Nasma Réda, Mardi, 15 mai 2018

La Journée de l’archéologie française, organisée la semaine dernière à l’Institut Français d’Egypte (IFE), a dressé le bilan de certaines missions françaises opérant en Egypte, et a évoqué les perspectives d’une nouvelle saison archéologique.

Une journée riche en découvertes
Vue de Plinthine depuis le sud-est. (Photo : MAFTP)

La journée de l’archéologie a regroupé cette année les trois grands instituts français travaillant en permanence en Egypte, dont l’Institut Français d’Archéologie Orientale (IFAO), le Centre Franco-Egyptien d’Etudes des Temples de Karnak (CFEETK) et le Centre d’Etudes Alexandrines (CEAlex). Leurs travaux archéologiques en Egypte se poursuivront avec plus de 30 missions sur différents chantiers de fouille et de restauration, allant de la côte alexandrine au nord à la Haute-Egypte au sud en passant par la vallée du Nil, et jusqu’aux côtes de la mer Rouge et aux déserts. « La France est le premier partenaire de l’Egypte en matière d’archéologie », affirme Laurent Bavay, directeur de l’IFAO, qui a organisé cette journée conjointement avec l’Institut Français d’Egypte (IFE), afin de présenter la diversité et la richesse du travail des missions françaises en Egypte.

L’IFAO travaille dans l’urgence

Concernant l’IFAO, Laurent Bavay a choisi d’expliquer les travaux sur le chantier de Wadi Jarf sur la mer Rouge. C’est sur ce chantier que l’égyptologue Pierre Tallet, directeur de la mission de fouilles dans la région, a trouvé des papyrus remontant à l’Ancien Empire et appartenant au roi Chéops, bâtisseur de la grande pyramide. L’année 2017-2018 est fructueuse, elle répond, d’après lui, à une question importante pour les chercheurs du chantier, à savoir quel était le lieu « d’approvisionnement en matières premières ». Les études du port et des ateliers de Wadi Jarf, et également l’exploitation des fours de minerais à Sarabit Al-Khadem dans le Sinaï, ou des ateliers fouillés à Al-Aïn Al-Sokhna répondent à cette question qui a tant préoccupé les archéologues.

« La même mission vient de terminer aussi les travaux de fouilles dans un bâtiment d’environ 2 250 m2 situé entre la montagne et la côte de la mer Rouge », déclare Bavay, ajoutant qu’il s’agit d’une configuration importante, de grande taille, qui rappelle les logements des ouvriers, constructeurs des pyramides de Guiza qui se trouvent sur le Plateau des pyramides. « C’était une fondation pour loger les ouvriers qui travaillaient à cet endroit et qui partaient en expéditions vers le Sinaï à l’époque de l’Ancien Empire, afin d’apporter du cuivre ou de la turquoise ou même de produire des lames ou d’apporter de la pierre calcite », a-t-il expliqué.

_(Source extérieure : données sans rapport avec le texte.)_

Issue #670, opened 2019-03-08
Better initialization support


domluna:
This is very nice, thanks!

It would be useful to open an issue to discuss the need for the `Linear` layer here. Hopefully we can make the builtins more flexible so this kind of thing is less necessary.

_Originally posted by @MikeInnes in https://github.com/FluxML/model-zoo/pull/115#issuecomment-470900633_

The primary need for making a new type `Linear`, was the bias initializer only takes in the output dimension, which is intuitive but is problematic when considering some bias initialization rely on more than the output dimension. For example, the default [`nn.Linear`](https://pytorch.org/docs/stable/_modules/torch/nn/modules/linear.html#Linear) layer in PyTorch scales the initialization of the bias by the input dimension. Relevant code:

```python
def reset_parameters(self):
        init.kaiming_uniform_(self.weight, a=math.sqrt(5))
        if self.bias is not None:
            fan_in, _ = init._calculate_fan_in_and_fan_out(self.weight)
            bound = 1 / math.sqrt(fan_in)
            init.uniform_(self.bias, -bound, bound)
```

MikeInnes:
I see, so I think there are two issues we can solve here. Firstly we could use better initialisation for the Dense layers anyway; that would be an easy patch.

Secondly in terms of making initialisation be more flexible, would the syntax `Dense(W, b)` be sufficient here? If so I think this is largely a documentation issue which I'm recording in #671.

domluna:
That should definitely be documented. 

It just occurred to me how multiple dispatch allows for a much more flexible API, whereas Python TensorFlow or PyTorch is limited to a single constructor. For people coming from those ecosystems its nice to have a familiar API but we should investigate further how we can make initialization more Julian.

Naba7:
It looks interesting! Is anybody working on this? I would like to take this up.

darsnack:
The constructor issues here are already addressed. #1243 fixes the rescaling issue, #1423 fixes the missing constructor from the docstring, and #1440 will simplify any issues with `initW`/`initb` and the docstrings. I think this can be safely closed.

mcabbott:
Would it be worth including in the docs something like this? 

"For more complicated initialisation, it's recommended to just write a function. For example, this should match Pytorch's `nn.Linear` layer defaults:
```julia
function pydense(in, out, σ=identity)
  W = Flux.kaiming_uniform(out, in, gain=sqrt(2/5))
  fan_in, _ = Flux.nfan(out, in)
[...]

PR #1440, opened 2020-12-26
`Dense` keyword handling, and docstring

### LINKED ISSUE #1421: Conv with non homogenous array eltypes gives confusing error message
```julia
ERROR: LoadError: MethodError: no method matching Flux.Conv(::Array{Float64, 4}, ::Vector{Float32}, ::typeof(identity); stride=1, pad=0, dilation=1)
Closest candidates are:
  Flux.Conv(::F, ::A, ::V, ::Tuple{Vararg{Int64, N}}, ::Tuple{Vararg{Int64, M}}, ::Tuple{Vararg{Int64, N}}) where {N, M, F, A, V} at /home/mccoy/.julia/packages/Flux/q3zeA/src/layers/conv.jl:71 got unsupported keyword arguments "stride", "pad", "dilation"
  Flux.Conv(::AbstractArray{T, N}, ::Union{AbstractVector{T}, Flux.Zeros}, ::Any; stride, pad, dilation) where {T, N} at /home/mccoy/.julia/packages/Flux/q3zeA/src/layers/conv.jl:105
  Flux.Conv(::Tuple{Vararg{Integer, N}}, ::Pair{var"#s150", var"#s149"} where var"#s149"<:Integer where var"#s150"<:Integer, ::Any; init, stride, pad, dilation, weight, bias) where N at /home/mccoy/.julia/packages/Flux/q3zeA/src/layers/conv.jl:132
```
when using

```julia
Conv((5, 5), 10 => 20, identity; init = glorot_uniform64),
```

### LINKED ISSUE #1422: Layers' docstrings and constructors inconsistencies

mcabbott:
Closes #1422, by killing the `initW` keyword, in favour of `init` as used by the Conv layers. 

Also fixes "in×out weight matrix" which was incorrect. 

And makes `Dense(rand(2,3), bias)` work like `Dense(3,2; bias)`, which again is like the Conv layers.

Edit -- also closes #1421 now, ensuring that the bias vectors of both Conv and Dense layers match the eltype of the weights. 

### PR Checklist

- [x] Tests are added
- [x] Entry in NEWS.md

### DIFF
--- a/src/deprecations.jl
+++ b/src/deprecations.jl
@@ -7,3 +7,14 @@
 @deprecate Conv(; weight,  bias, activation=identity, kws...) Conv(weight, bias, activation; kws...) 
 @deprecate ConvTranspose(; weight, bias, activation=identity, kws...) ConvTranspose(weight, bias, activation; kws...) 
 @deprecate DepthwiseConv(; weight, bias, activation=identity, kws...) DepthwiseConv(weight, bias, activation; kws...) 
+
+function Base.getproperty(a::Dense, s::Symbol)
+  if s === :W
+    Base.depwarn("field name dense.W is deprecated in favour of dense.weight", :Dense)
+    return getfield(a, :weight)
+  elseif s === :b
+    Base.depwarn("field name dense.b is deprecated in favour of dense.bias", :Dense)
+    return getfield(a, :bias)
+  end
+  return getfield(a, s)
+end
--- a/src/layers/basic.jl
+++ b/src/layers/basic.jl
@@ -69,25 +69,22 @@ extraChain(::Tuple{}, x) = ()
 
 
 """
-    Dense(in, out, σ=identity; initW=glorot_uniform, initb=zeros, bias=true)
-    Dense(W, b, σ=identity)
+    Dense(in, out, σ=identity; bias=true)
+    Dense(W::AbstractMatrix, bias, [σ])
 
-Create a traditional `Dense` layer with in×out weight matrix `W` and 
-bias vector  `b` of length `out`. The forward pass is given by:
+Create a traditional `Dense` layer, whose forward pass is given by:
 
     y = σ.(W * x .+ b)
 
-The input `x` must be a vector of length `in`, a batch of vectors represented
-as an `in × N` matrix, or a higher order tensor where all dimensions
-after the first one will be treated as batch dimensions.
+The input `x` should be a vector of length `in`, or batch of vectors represented
+as an `in × N` matrix, or any array with `size(x,1) == in`.
+The out `y` will be a vector  of length `out`, or a batch with
+`size(y) == (out, size(x)[2:end]...)`
 
-The out `y` will be a vector  of length `out` or a batch whose first
-dimension is `out` and the remaining dimensions are the same as in the input.
-
-Setting `bias` to `false` will switch the bias  off for the layer.
-
-`initW` and `initb` are callables used to initialize weights and biases respectively,
-through the calls `initW(out, in)` and `initb(out)`.
+Keyword `bias=false` will switch off trainable bias for the layer.
+The initialisation of the weight matrix is `W = init(out, in)`, controlled by
+another keyword, with default `init=glorot_uniform`. The weight matrix and the
+weight vector may also be provided explicitly.
 
 # Examples
 
@@ -113,8 +110,24 @@ end
 Dense(W, b) = Dense(W, b, identity)
 
 function Dense(in::Integer, out::Integer, σ = identity;
-               initW = glorot_uniform, initb = zeros, bias=true)
-  return Dense(initW(out, in), create_bias(bias, initb, out), σ)
+               initW = nothing, initb = nothing,
+               init = glorot_uniform, bias=true)
+
+  W = if initW !== nothing
+    @warn "keyword initW is deprecated, please use init" maxlog=1 _id=hash(initW)
+    initW(out, in)
+  else
+    init(out, in)
+  end
+
+  b = if bias === true && initb !== nothing
+    @warn "keyword initb is deprecated, please simply supply the " maxlog=1 _id=hash(initW)
+    create_bias(bias, initb, out)
+  else
+    create_bias(bias, zeros, out)
+  end
+
+  return Dense(W, b, σ)
 end
 
 @functor Dense
--- a/src/layers/basic.jl
+++ b/src/layers/basic.jl
@@ -69,12 +69,12 @@ extraChain(::Tuple{}, x) = ()
 
 
 """
-    Dense(in, out, σ=identity; bias=true)
-    Dense(W::AbstractMatrix, bias, [σ])
+    Dense(in, out, σ=identity; bias=true, init=glorot_uniform)
+    Dense(W::AbstractMatrix, [bias, σ])
 
 Create a traditional `Dense` layer, whose forward pass is given by:
 
-    y = σ.(W * x .+ b)
+    y = σ.(W * x .+ bias)
 
 The input `x` should be a vector of length `in`, or batch of vectors represented
 as an `in × N` matrix, or any array with `size(x,1) == in`.
@@ -82,49 +82,59 @@ The out `y` will be a vector  of length `out`, or a batch with
 `size(y) == (out, size(x)[2:end]...)`
 
 Keyword `bias=false` will switch off trainable bias for the layer.
-The initialisation of the weight matrix is `W = init(out, in)`, controlled by
-another keyword, with default `init=glorot_uniform`. The weight matrix and the
-weight vector may also be provided explicitly.
+The initialisation of the weight matrix is `W = init(out, in)`, calling the function
+given to keyword `init`, with default [`glorot_uniform`](@doc Flux.glorot_uniform).
+The weight matrix and/or the bias vector (of length `out`) may also be provided explicitly.
 
 # Examples
-
-```julia-repl
+```jldoctest
 julia> d = Dense(5, 2)
 Dense(5, 2)
 
-julia> d(rand(Float32, 5))
-2-element Array{Float32,1}:
- -0.16210233
-  0.123119034
+julia> d(rand(Float32, 5, 64)) |> size
+(2, 64)
 
-julia> d = Dense(5, 2; bias=false)
-Dense(5, 2)
+julia> d(rand(Float32, 5, 1, 1, 64)) |> size
+(2, 1, 1, 64)
+
+julia> d1 = Dense(ones(2, 5), false, tanh)
+Dense(5, 2, tanh; bias=false)
+
+julia> d1(ones(5))
+2-element Array{Float64,1}:
+ 0.9999092042625951
+ 0.9999092042625951
+
+julia> Flux.params(d1)  # no trainable bias
+Params([[1.0 1.0 … 1.0 1.0; 1.0 1.0 … 1.0 1.0]])
 ```
 """
-struct Dense{F,S<:AbstractArray,T<:Union{Zeros, AbstractVector}}
-  W::S
-  b::T
+struct Dense{F, M<:AbstractMatrix, B}
+  weight::M
+  bias::B
   σ::F
+  function Dense(W::M, bias = true, σ::F = identity) where {M<:AbstractMatrix, F}
+    b = create_bias(W, bias, size(W,1))
+    new{F,M,typeof(b)}(W, b, σ)
+  end
 end
-
-Dense(W, bias) = Dense(W, create_bias(bias, zeros, size(W,1)), identity)
 
 function Dense(in::Integer, out::Integer, σ = identity;
                initW = nothing, initb = nothing,
                init = glorot_uniform, bias=true)
 
   W = if initW !== nothing
-    @warn "keyword initW is deprecated, please use init" maxlog=1 _id=hash(initW)
+    Base.depwarn("keyword initW is deprecated, please use init (which similarly accepts a funtion like randn)", :Dense)
     initW(out, in)
   else
     init(out, in)
   end
 
   b = if bias === true && initb !== nothing
-    @warn "keyword initb is deprecated, please simply supply the " maxlog=1 _id=hash(initb)
-    create_bias(bias, initb, out)
+    Base.depwarn("keyword initb is deprecated, please simply supply the bias vector, bias=initb(out)", :Dense)
+    initb(out)
   else
-    create_bias(bias, zeros, out)
+    bias
   end
 
   return Dense(W, b, σ)
@@ -133,41 +143,52 @@ end
 @functor Dense
 
 function (a::Dense)(x::AbstractArray)
-  W, b, σ = a.W, a.b, a.σ
+  W, b, σ = getfield(a, :weight), getfield(a, :bias), getfield(a, :σ)
   sz = size(x)
-  x = reshape(x, sz[1], :) # reshape to handle dims > 1 as batch dimensions 
+  x = reshape(x, sz[1], :) # reshape to handle dims > 1 as batch dimensions
   x = σ.(W*x .+ b)
   return reshape(x, :, sz[2:end]...)
 end
 
 function Base.show(io::IO, l::Dense)
-  print(io, "Dense(", size(l.W, 2), ", ", size(l.W, 1))
+  print(io, "Dense(", size(l.weight, 2), ", ", size(l.weight, 1))
   l.σ == identity || print(io, ", ", l.σ)
+  l.bias == Zeros() && print(io, "; bias=false")
   print(io, ")")
 end
 
 """
     Diagonal(α, β)
-    Diagonal(sz::Integer...; initα=ones, initβ=zeros)
+    Diagonal(size::Integer...)
 
-Create an element-wise linear layer with learnable
-arrays `α` and `β` of size `sz`. The layer performs
+Create an element-wise linear layer, which performs
 
     y = α .* x .+ β
 
-The input `x` must have size broadcast-compatible with `α` and `β`.
-The parameters will be created with the calls 
-`α = initα(sz)` and `β = initβ(sz)`.
+The learnable arrays are initialised `α = ones(Float32, size)` and
+`β = zeros(Float32, size)`.
+
+Used by [`LayerNorm`](@ref).
 """
 struct Diagonal{T}
   α::T
   β::T
 end
 
-function Diagonal(sz::Integer...; 
-      initα = i -> ones(Float32, i), 
-      initβ = i -> zeros(Float32, i))
-  Diagonal(initα(sz), initβ(sz))
+function Diagonal(sz::Integer...; initα = nothing, initβ = nothing)
+  α = if initα !== nothing
+    Base.depwarn("keyword initα is deprecated, please simply supply the desired vectors", :Diagonal)
+    initα(sz...)
+  else
+    ones(sz...)
+  end
+  β = if initβ !== nothing
+    Base.depwarn("keyword initβ is deprecated, please simply supply the desired vectors", :Diagonal)
+    initβ(sz...)
+  else
+    zeros(sz...)
+  end
+  Diagonal(α, β)
 end
 
 @functor Diagonal
@@ -175,7 +196,7 @@ end
 (a::Diagonal)(x) = a.α .* x .+ a.β
 
 function Base.show(io::IO, l::Diagonal)
-  print(io, "Diagonal(", size(l.α), ")")
+  print(io, "Diagonal(", join(size(l.α), ", "), ")")
 end
 
 """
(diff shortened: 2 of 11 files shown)


CarloLucibello:
should we add `init` to Dense or add `initW` and `initb` to Conv?

mcabbott:
I think simpler is better here. I can imagine wanting a different scaling for `initW`, but my guess is that using `initb` is vanishingly rare, and that looking up how it's meant to work is probably more effort than just passing the vector you want.

CarloLucibello:
agree, changing the bias init is very rare, so since we have to modify either Conv or Dense for consistency, better go with the simplest interface. 

One more thing should be changed though: if the bias is not explicitly passed to the constructor, it should be created with the same eltype of the weights, while currently is always Float32. This would solve #1421

src/layers/basic.jl
```diff
@@ -126,11 +123,27 @@ struct Dense{F,S<:AbstractArray,T<:Union{Zeros, AbstractVector}}
...
+Dense(W::AbstractMatrix, bias=true) = Dense(W, create_bias(bias, zeros, size(W,1)), identity)
 
 function Dense(in::Integer, out::Integer, σ = identity;
-               initW = glorot_uniform, initb = zeros, bias=true)
-  return Dense(initW(out, in), create_bias(bias, initb, out), σ)
+               initW = nothing, initb = nothing,
+               init = glorot_uniform, bias=true)
+
+  W = if initW !== nothing
+    @warn "keyword initW is deprecated, please use init (which similarly accepts a funtion like randn)" maxlog=1 _id=hash(initW)
```
CarloLucibello, line 133: Can we add a deprecation instead? Not sure this would work:

```
@deprecate Dense(args...; initW, kws...)  Dense(args...; init=initW; kws...)
```
and something similar if possible for `initb`

test/layers/basic.jl
```diff
@@ -46,11 +47,14 @@ import Flux: activations
       @test size(Dense(10, 5)(randn(10,2,3,4))) == (5,2,3,4)
     end
     @testset "zeros" begin
+      # old keywords
       @test Dense(10, 1, identity, initW = ones, initb = zeros)(ones(10,1)) == 10*ones(1, 1)
       @test Dense(10, 1, identity, initW = ones, initb = zeros)(ones(10,2)) == 10*ones(1, 2)
       @test Dense(10, 2, identity, initW = ones, initb = zeros)(ones(10,1)) == 10*ones(2, 1)
       @test Dense(10, 2, identity, initW = ones, initb = zeros)([ones(10,1) 2*ones(10,1)]) == [10 20; 10 20]
       @test Dense(10, 2, identity, initW = ones, bias = false)([ones(10,1) 2*ones(10,1)]) == [10 20; 10 20]
```
CarloLucibello, line 55: deprecated constructors should be removed from tests

src/layers/basic.jl
mcabbott: I don't think that works:
```
julia> fun(x; kw="default") = @show kw
fun (generic function with 1 method)

julia> @deprecate fun(x; oldkw) fun(x; kw)
fun (generic function with 1 method)

julia> fun(1, kw=3) # new
ERROR: UndefKeywordError: keyword argument oldkw not assigned
```

test/layers/basic.jl
mcabbott: Done

src/layers/basic.jl
mcabbott: Done.

mcabbott:
>  if the bias is not explicitly passed to the constructor, it should be created with the same eltype of the weights, while currently is always Float32. This would solve #1421

Hadn't seen the issue. It sounds like we should change `create_bias(bias, zeros, out)` to sort this out everywhere, by passing it the eltype of the weights?

CarloLucibello:
> Hadn't seen the issue. 

me neither, just found it scrolling open issues

> It sounds like we should change create_bias(bias, zeros, out) to sort this out everywhere, by passing it the eltype of the weights? Or better the whole array... It should (1) pass through false, or (2) create via similar(W,out) .= 0, or (3) convert a given vector to match eltype.

The interface could be `create_bias(bias, W, out)`  and then do (1) and (2) but not (3), I would interfere with explicitly passed biases

src/layers/basic.jl
```diff
@@ -85,39 +85,42 @@ extraChain(::Tuple{}, x) = ()
...
-Dense(5, 2)
+julia> d1 = Dense(ones(2,5), false, tanh)
+Dense(5, 2, tanh; bias=false)
+
+julia> d1(ones(5))
+2-element Array{Float64,1}:
+ 0.9999092042625951
+ 0.9999092042625951
+
+julia> params(d1)  # no trainable bias
```
CarloLucibello, line 122:
```suggestion
julia> Flux.params(d1)  # no trainable bias
```
we generally qualify it

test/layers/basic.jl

Un autre aspect du travail était le développement et l’aménagement des zones touristiques qu’effectue le gouvernement égyptien à proximité des travaux archéologiques à Al-Aïn Al-Sokhna et à Gabal Al-Galala, cela a fait que les chercheurs français travaillaient dans l’urgence. Ils voulaient enregistrer les informations archéologiques avant qu’elles ne disparaissent à jamais. Toujours dans le Désert oriental, l’IFAO a une mission qui opère dans le chantier de Samoute pour exploiter les mines d’or remontant à l’époque hellénistique. Il y a aussi des études sur la monnaie de l’époque gréco-romaine. Quant aux travaux dans le Désert occidental, Bavay souligne que « comme les années précédentes, les chantiers du Désert occidental, dans les oasis de Dakhla et Kharga ainsi que dans le Sinaï ne sont pas ouverts pour des raisons de sécurité ».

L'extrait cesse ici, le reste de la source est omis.